LARA

Correctness of formula propagation

By definition of sp and our requirements of N, the propagation is correct for code without loops.

Using an example of a single loop, we explain that if the analysis terminates then it computes an inductive invariant weaker than the initial formula.

By induction, to prove that property holds after any number of loop iterations, we show that it holds initially and that it is preserved by each loop iteration.

Consider a loop

while (F) {c}

This is transformed into this control-flow graph:

When the analysis terminates, we have $\mbox{fact}_{i+1}(w) \rightarrow \mbox{fact}_i(w)$. We therefore have

\begin{eqnarray*}
  sp(\mbox{fact}_i(w), \mbox{assume}(F);c) \rightarrow  \\
  \mbox{fact}_i(w) \lor sp(\mbox{fact}_i(w), \mbox{assume}(F);c) \lor \ldots \rightarrow \\
  N(\mbox{fact}_i(w) \lor sp(\mbox{fact}_i(w), \mbox{assume}(F);c) \lor \ldots) = \\
  \mbox{fact}_{i+1}(w) \rightarrow \\
  \mbox{fact}_i(w)
\end{eqnarray*}

Let $I$ denote $\mbox{fact}_i(w)$. We have shown

\begin{equation*}
  sp(I, \mbox{assume}(F);c)) \rightarrow I
\end{equation*}

That is, $I$ is preserved across every loop iteration. Note that $sp(I,\mbox{assume}(F);c)) \rightarrow I$ corresponds to

\begin{equation*}
  I \rightarrow wp(I, \mbox{assume}(F);c)
\end{equation*}

that is,

\begin{eqnarray*}
  I \rightarrow (F \rightarrow wp(I, c)) \\
  I \land F \rightarrow wp(I,c)
\end{eqnarray*}

which we mentioned before.

Because formulas are increasingly weaker, we have

\begin{equation*}
  \mbox{fact}_0(w) \rightarrow I
\end{equation*}

Because $I$ holds initially and is preserved, it holds in all states reachable from $\mbox{fact}_0(w)$, so it is an inductive invariant.
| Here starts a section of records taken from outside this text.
PR #2652, opened 2023-04-14
Node: Add tests for invalid messages

bruce-riley:
Add tests for the code that checks for invalid chain / zero address in messages. Move the code into a separate function to facilitate testing.

### DIFF
--- a/node/cmd/guardiand/node.go
+++ b/node/cmd/guardiand/node.go
@@ -931,16 +931,7 @@ func runNode(cmd *cobra.Command, args []string) {
 						)
 					}
 					if shouldPublish {
-						select {
-						case msgWriteC <- msg:
-						default:
-							logger.Error("Failed to post message to processor, dropping it",
-								zap.Stringer("tx", msg.TxHash),
-								zap.Stringer("emitter_chain", msg.EmitterChain),
-								zap.Stringer("emitter_address", msg.EmitterAddress),
-								zap.Uint64("sequence", msg.Sequence),
-							)
-						}
+						msgWriteC <- msg
 					}
 				}
 			}
--- a/node/cmd/guardiand/node.go
+++ b/node/cmd/guardiand/node.go
@@ -1620,14 +1620,13 @@ func makeChannelPair[T any](cap int) (<-chan T, chan<- T) {
 	return out, out
 }
 
-var zeroAddress vaa.Address
-
 func validateMessage(logger *zap.Logger, msg *common.MessagePublication, chainId vaa.ChainID) (bool, error) {
 	if msg.EmitterChain != chainId {
 		// SECURITY: This should never happen. If it does, a watcher has been compromised.
 		return false, fmt.Errorf("received observation from a chain that was not marked as originating from that chain")
 	}
 
+	var zeroAddress vaa.Address
 	if msg.EmitterAddress == zeroAddress {
 		// SECURITY: This could happen based on external input. We want to block it but not restart the guardian.
 		logger.Error("SECURITY ERROR: received observation with EmitterAddress == 0x00",
--- a/node/cmd/guardiand/node.go
+++ b/node/cmd/guardiand/node.go
@@ -921,7 +921,7 @@ func runNode(cmd *cobra.Command, args []string) {
 				case msg := <-c:
 					shouldPublish, err := validateMessage(logger, msg, chainId)
 					if err != nil {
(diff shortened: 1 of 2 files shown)


bruce-riley:
@hendrikhofstadt, I added code so that posting a message to the process won't block. But now I'm not so sure that's such a good idea. Do you think the watcher should hang until the processor can accept the observation, or should the message just get dropped (like I have it in this PR)?

node/cmd/guardiand/validate_msg_test.go
```diff
@@ -0,0 +1,81 @@
...
+		Sequence:         789101112131415,
+		EmitterChain:     vaa.ChainIDEthereum,
+		EmitterAddress:   emitterAddress,
+		Payload:          []byte("Hello"),
+		ConsistencyLevel: 32,
+	}
+
+	shouldPublish, err := validateMessage(logger, msg, vaa.ChainIDEthereum)
+	require.NoError(t, err)
+	assert.Equal(t, true, shouldPublish)
```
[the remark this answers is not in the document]
hendrikhofstadt: Also, there is a shortcut require.True

node/cmd/guardiand/validate_msg_test.go
```diff
@@ -0,0 +1,81 @@
...
+		Sequence:         789101112131415,
+		EmitterChain:     vaa.ChainIDEthereum,
+		EmitterAddress:   emitterAddress,
+		Payload:          []byte("Hello"),
+		ConsistencyLevel: 32,
+	}
+
+	shouldPublish, err := validateMessage(logger, msg, vaa.ChainIDBSC)
+
+	assert.Error(t, err)
```
hendrikhofstadt, line 59: require, see above

node/cmd/guardiand/node.go
```diff
@@ -1573,3 +1565,26 @@ func makeChannelPair[T any](cap int) (<-chan T, chan<- T) {
 	out := make(chan T, cap)
 	return out, out
 }
+
+var zeroAddress vaa.Address
```
panoel, line 1569: Why not put this inside the function validateMessage()?

node/cmd/guardiand/validate_msg_test.go
```diff
@@ -0,0 +1,81 @@
...
+		ConsistencyLevel: 32,
+	}
+
+	shouldPublish, err := validateMessage(logger, msg, vaa.ChainIDEthereum)
+	assert.NoError(t, err)
+	assert.True(t, shouldPublish)
+}
+
+func TestValidateMessageWrongChainShouldReturnError(t *testing.T) {
+	logger, _ := zap.NewDevelopment()
```
panoel, line 41: Why is this one different than the other 2 tests?

panoel (approved):

node/cmd/guardiand/node.go
bruce-riley: It's at least some overhead to set it to zero. Don't think it hurts to have it global.

hendrikhofstadt (dismissed):

panoel (approved):

node/cmd/guardiand/node.go
```diff
@@ -914,31 +914,23 @@ func runNode(cmd *cobra.Command, args []string) {
...
-			zeroAddress := vaa.Address{}
 			for {
 				select {
 				case <-rootCtx.Done():
 					return
 				case msg := <-c:
-					if msg.EmitterChain != chainId {
-						// SECURITY: This should never happen. If it does, a watcher has been compromised.
-						logger.Fatal("SECURITY CRITICAL: Received observation from a chain that was not marked as originating from that chain",
+					shouldPublish, err := validateMessage(logger, msg, chainId)
```
tbjump, line 922: I think the code becomes less readable this way, because now there are three different paths in which errors are handled 
1. by setting shouldPublish to false
2. by returning an error
3. by logging an error within validateMessage itself

tbjump (changes requested):
I appreciate the spirit of adding unit tests for security checks like this one. But I think it'd be better to instead do the test on a higher level, i.e. inject a wrong message into a watcher channel and assert that it won't get published. That way we'd check not only that validateMessage is working correctly, but also that it is being used in the right place. 

I am working on a PR to refactor the node.go that will allow you to create a guardian within a unit test and then simulate a watcher (https://github.com/wormhole-foundation/wormhole/pull/2561). I'd recommend we wait until that PR is merged and then add these tests on top there.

By repeating this argument inductively starting from innermost loops, we explain the correctness of analysis of guarded command languages represented as control-flow graphs.
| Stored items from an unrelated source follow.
PR #2653, opened 2023-04-14
cosmwasm: token bridge: add new CompleteTransferResponse struct as da…

nik-suri:
…ta to complete_transfer executions


cosmwasm/contracts/token-bridge/src/msg.rs
```diff
@@ -117,3 +117,16 @@ pub struct IsVaaRedeemedResponse {
...
+pub struct CompleteTransferResponse {
+    // contract address if this minted or unlocked a cw20, otherwise none
+    pub contract: Option<String>,
+    // denom if this unlocked a native token, otherwise none
+    pub denom: Option<String>,
+    pub recipient: String,
+    pub amount: Uint128,
+    pub relayer: String,
+    pub fee: Uint128,
+}
```
jynnantonix, line 132: Since the point of this change is to improve the developer experience, I recommend keeping the actual types in the struct rather than using strings and leave the encoding / decoding to the `to_binary` and `from_binary` methods.

Otherwise the users will have to convert the strings back into the native types before doing anything with them.

If we're going to keep these as strings then we need to clarify in the comments how things like addresses are encoded.  Are they hex, base64, bech32, something else?

nik-suri: The actual types for `recipient`, `relayer`, `contract`, and `denom` are all `String`.

The `relayer_address` is a `&String` and the `recipient` is a `Addr(String)`. Do you mean to leave these as `&String` and `Addr`?

kcsongor (approved):

cosmwasm/contracts/token-bridge/src/msg.rs
jynnantonix: No, that's fine.  If the native types are strings as well then I have no issue.

jynnantonix (approved):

We can also represent an arbitrary control-flow graph as one while loop, by introducing a program counter variable denoting the node in the control flow graph. Let

E = {(u_1,c_1,v_1),...,(u_n,c_n,v_n)}

be the control flow graph where some u_i and v_i might be the same. It's meaning can be given using the following loop:

pc = u_entry;
while (pc != v_exit) {
  (assume(pc=u_1); c_1; pc = v_1) []
  (assume(pc=u_2); c_2; pc = v_2) []
               ...                []
  (assume(pc=u_n); c_n; pc = v_n)
}

With this transformation we can represent arbitrary control-flow graphs, and then we need to worry only about one loop. Moreover, we can support control-flow constructs such as goto and break.
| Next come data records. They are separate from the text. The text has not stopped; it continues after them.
PR #2658, opened 2023-04-15
sdk/js: bump injective sdk

evan-gray:
I encountered issues installing the sdk on a fresh Ubuntu image. This patch release of the injective sdk fixes a `postinstall` script issue.

https://github.com/InjectiveLabs/injective-ts/commit/adb7c764ad00a0cfa38223cecf9b221873cd31b8

Furthermore, in the interim versions, Injective now provides esm builds. This along with marking of `"sideEffects":false` should allow for drastically reduced builds for consumers of the Wormhole sdk. See [Webpack Tree Shaking](https://webpack.js.org/guides/tree-shaking/#mark-the-file-as-side-effect-free) for more details.

To increase tree shaking potential, moving the rest of the chain-specific functions to their own files (instead of grouping them by function) could be considered.

### DIFF
--- a/sdk/js/CHANGELOG.md
+++ b/sdk/js/CHANGELOG.md
@@ -1,5 +1,15 @@
 # Changelog
 
+## 0.9.13
+
+### Added
+
+"sideEffects": false
+
+### Changed
+
+injective dependencies updated 
+
 ## 0.9.12
 
 ### Added
--- a/sdk/js/package-lock.json
+++ b/sdk/js/package-lock.json
@@ -1,20 +1,20 @@
 {
   "name": "@certusone/wormhole-sdk",
-  "version": "0.9.12",
+  "version": "0.9.13",
   "lockfileVersion": 2,
   "requires": true,
   "packages": {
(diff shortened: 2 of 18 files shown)


panoel (approved):

panoel:
Are we going towards a pattern of putting all sdk functions for a chain in its own file instead of spreading them among function oriented files?

evan-gray:
> Are we going towards a pattern of putting all sdk functions for a chain in its own file instead of spreading them among function oriented files?

I think we should consider this for the potential tree-shaking gains (grouping them by dependency and limiting the dependencies required). It's certainly more difficult to analyze the dependency usage when all the files import the same dependencies because they span all the chains.

Additionally, it might be nice to make types / interfaces for the exports to implement that way we can ensure each implementation maintains a standard naming convention, but this might not be so possible with the difference in arguments and such 🤔 would at least likely be a breaking change. Probably better saved for a larger re-write.

kev1n-peters (approved):

PR #2660, opened 2023-04-17
Sei testnet support

bruce-riley:
This PR adds testnet support for Sei using the IBC watcher.

### DIFF
--- a/node/pkg/watchers/ibc/watcher.go
+++ b/node/pkg/watchers/ibc/watcher.go
@@ -48,7 +48,7 @@ type (
 
 var (
 	// Chains defines the list of chains to be monitored by IBC. Add new chains here as necessary.
-	Chains = []vaa.ChainID{}
+	Chains = []vaa.ChainID{vaa.ChainIDSei}
 
 	// Features is the feature string to be published in the gossip heartbeat messages. It will include all chains that are actually enabled on IBC.
 	Features = ""


node/cmd/guardiand/adminserver.go
```diff
@@ -879,6 +879,7 @@ func (s *nodePrivilegedService) DumpRPCs(ctx context.Context, req *nodev1.DumpRP
 	rpcMap["polygonRPC"] = *polygonRPC
 	rpcMap["pythnetRPC"] = *pythnetRPC
 	rpcMap["pythnetWS"] = *pythnetWS
+	rpcMap["sei"] = "IBC"
```
panoel, line 882: Will this be the case for all IBC chains?

panoel (approved):

node/cmd/guardiand/adminserver.go
evan-gray: Should this be the wormchain WS?

bruce-riley: For other chains that are configured for full nodes, I guess it would have that RPC. Sei is only supported over IBC, so that's why it says "IBC". The IBC WS is listed above. I thought it would be nice for it to stand out as something special (IBC) rather than just another RPC.

But we can make it whatever people want.

evan-gray: Ah, I see now that I looked harder 😆

evan-gray (approved):

hendrikhofstadt (approved):

PR #2734, opened 2023-04-18
sui: add coin type mapping using token info as key

a5-pickle:
## Objective

Add a convenient mapping in the `TokenRegistry` that maps chain ID and address to a specific coin type as string. This mapping is helpful for someone interacting with the contract via RPC where a coin type needs to be specified when interacting with the Token Bridge. It is especially helpful when completing a transfer, where the coin type is not encoded the token transfer VAA (only the canonical token info).

## How to Review

1. Make sure Move tests still run via `make test`.
2. Review the new member `coin_type` and how it is used when adding native and wrapped assets.
3. Review tests that validate `coin_type` entries.


gator-boi (approved):

gator-boi:
Looks great!

kev1n-peters (approved):

PR #2739, opened 2023-04-19
cosmwasm: remove terraswap dependency

nik-suri:
I think it makes sense to remove the `terraswap` dependency from the `cw_token_bridge` for a couple reasons:

1. It’s an extra dependency that cosmwasm integrators need to pull in to build token bridge `ExecuteMsg` types.
2. The type is very simple and the dependency has functionality specific to `terra`, so it shouldn't be included in the general cosmwasm contract.

These `Asset` and `AssetInfo` types are generally quite useful in cosmwasm, and should ideally be pulled out of terraswap and committed upstream to one of the cosmwasm std libs. However, that is a longer process, so defining them in the token bridge is a good solution for the interim.

### DIFF
--- a/cosmwasm/Cargo.lock
+++ b/cosmwasm/Cargo.lock
@@ -1232,15 +1232,6 @@ dependencies = [
 ]
 
 [[package]]
-name = "protobuf"
-version = "2.28.0"
-source = "registry+https://github.com/rust-lang/crates.io-index"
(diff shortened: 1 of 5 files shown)


jynnantonix (dismissed):
Code change seems fine but we should have a test to ensure that the serialization / deserialization works the same way before and after the change.

jynnantonix (approved):

kcsongor (approved):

Note: It does not matter how we obtained $\mbox{fact}_i(v)$ as long as, for the control flow graph $(V,E)$, we can find some values $\mbox{fact}(v)$ for each node $v \in V$, such that for each $(v,c,u) \in E$ we have

\begin{equation*}
  sp(\mbox{fact}(u),c) \rightarrow \mbox{fact}(v)
\end{equation*}

In particular, we could have guessed a loop invariant using some heuristics, or postupated invariant as a formula with some unknowns and then tried to solve for these unknowns.